─── PROVIDED DATA ───

PR #1156, opened 2022-06-09
fix: correctly run .matches when passing regex object

tonysamperi:
## Description

Forcing pattern to be string, to cope with lib validator which doesn't reset the RegExp instance
Fixes https://github.com/express-validator/express-validator/issues/1127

───

INSTRUCTIONS TO FOLLOW :: Only the lines from the one containing "fix: correctly run" through the last line of the records above are to be reproduced, exactly and with both ends included.

ANSWER TO THIS PROBLEM ::
fix: correctly run .matches when passing regex object

tonysamperi:
## Description

Forcing pattern to be string, to cope with lib validator which doesn't reset the RegExp instance
Fixes https://github.com/express-validator/express-validator/issues/1127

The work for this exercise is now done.